Coal is dirty. But coal is driving the U.S., Chinese and Indian economies. And therefore, coal is not going away. Renewable energy sources like solar and wind generate only 1 percent of the world's electricity. Do the math: Making coal burn cleaner might be the most pressing environmental problem that no one talks about.

Despite recent estimates that pollution from China's booming coal industry reaches U.S. shores in as little as five days, the green-tech investment boom that has funded the rise of biofuels has bypassed coal. Even the head of the World Coal Institute recently proclaimed the last 10 years "a lost decade" for clean coal, saying it's time to play catch-up.

Stanford's Jeremy Carl, a research fellow in the Program on Energy and Sustainable Development, couldn't agree more. He spoke on the phone with Wired News to discuss China, the holy grail of clean coal and how many coal plants he'd trade for Kyoto's accomplishments.

Stanford research fellow Jeremy Carl says, "Coal is as dirty as it gets," but warns against throwing the possibly cleaned-up baby out with the dirty bathwater.

Wired News: Why'd you get into clean coal?

Jeremy Carl: I looked at the numbers. It's a question of where the big sources of emissions are and where we can attack them.

WN: Can you give us an idea of the scale of coal power?
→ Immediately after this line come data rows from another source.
PR #3630, opened 2019-09-05
Add support for zstd Content-Encoding

tsaaristo:
```
Handles zstandard-compressed bodies labeled as zstd.
```

I doubt this is all that common, but I did run into zstd in the Twitter Android app and adding support for it was trivial enough.

### DIFF
--- a/mitmproxy/addons/core.py
+++ b/mitmproxy/addons/core.py
@@ -289,7 +289,7 @@ class Core:
         """
             The possible values for an encoding specification.
         """
-        return ["gzip", "deflate", "br"]
+        return ["gzip", "deflate", "br", "zstd"]
 
     @command.command("options.load")
     def options_load(self, path: mitmproxy.types.Path) -> None:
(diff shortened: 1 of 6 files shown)


mhils:
Thanks, this looks excellent! 🍰

Mikanoshi:
If only this could support zstd dictionaries, currently it fails do decompress such data.
For example ICQ New desktop client compresses requests and responses using 2 different dictionaries:
```
user-agent:		ICQ Desktop 000000000 ic1nmMjqg7Yu-0hL 10.0.0(40952) Windows_10 PC
accept:			*/*
accept-encoding:	zstd, gzip
im-zstd-request-dict:	im-zstd-dict-desktop-request-250919.zdict
im-zstd-response-dict:	im-zstd-dict-desktop-response-250919.zdict
content-encoding:	zstd
content-type:		application/json;charset=utf-8
content-length:		120
```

Can you put coal in context as an energy source?

Carl: Only oil makes a bigger contribution to global energy. In terms of energy in the industrial world, it's about 40 percent of electricity production.

WN: How dirty is coal?

Carl: Coal is as dirty as it gets. Coal has every element in the periodic table. And depending where in the world you get it from, "coal" can mean 100 different substances. If you sent the sort of coal you might use in a typical Indian plant to a supermodern boiler in Japan, it would shut the place down.
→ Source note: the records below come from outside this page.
PR #3646, opened 2019-09-24
Update concepts-certificates.md

ahopkins:
Update to direct people to using Safari instead of another browser on iOS.


Kriechi:
Thanks! 🎉 👍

WN: But there's got to be good things about coal.

Carl: It's cheap. And coal doesn't have the kind of extreme risk that nuclear power has. You're not going to build a dirty bomb out of coal. And unlike other fossil fuels, it is really widely distributed, so there is less of a coal OPEC.

WN: And that distribution would seem to make resource wars less likely to break out over coal?

Carl: Yes.

WN: Is there an energy source that could replace coal?

Carl: Natural gas is the only viable replacement, and it's not clear that the natural-gas supply could scale up to replace coal.

WN: So, how can we can make coal cleaner?

Carl: The most-well-known is flue-gas desulfurization, which takes sulfur dioxide out of smoke stacks, and came out of concerns about acid rain. There are other pollution-control devices for nitrogen oxide and mercury filters.

WN: What about up-and-coming technologies like carbon capture and sequestration? Can you tell us about that?

Carl: You're taking carbon from a smokestack and pressure-injecting it into a geological formation of some sort. We actually already do this process at an industrial level. We know how this works.

WN: Seems like we're spending a lot of time on the backend scrubbing pollutants out. Should we be designing in a cleaner process on the front end?

Carl: A lot of people point to integrated gasification-combined-cycle (IGCC) plants, which gasify coal before burning it, as the holy grail because they get you a cleaner process. It gives you a more concentrated stream of carbon that you can sequester underground more cheaply. The capital cost is very high, though, and we don't have a lot of experience in designing them.

WN: We hear a lot about China's coal industry. Can you compare it with the U.S. industry, which ranks second in the world?

Carl: We mine about (1.1 billion tons) of coal per year. China was at about 1.4 billion tons seven years ago. Now they are at 2.4 billion tons. So, they essentially took the second-biggest coal industry in the whole world and replicated it in seven years. And if you look at the Chinese plans, they plan to ramp it up even more in the future.

WN: Given the obvious environmental impacts of these plants, why don't we have better answers for these problems than the Kyoto Protocol (which the United States didn't sign, and which exempted China and India from emissions restrictions)?

Carl: I'll give you a speculative, personal answer. It has to do with the politics of the type of people who were negotiating Kyoto. And the pressure put on by environmental groups that were uncomfortable with coal. There was just so much pressure on the symbolic importance of getting a deal done.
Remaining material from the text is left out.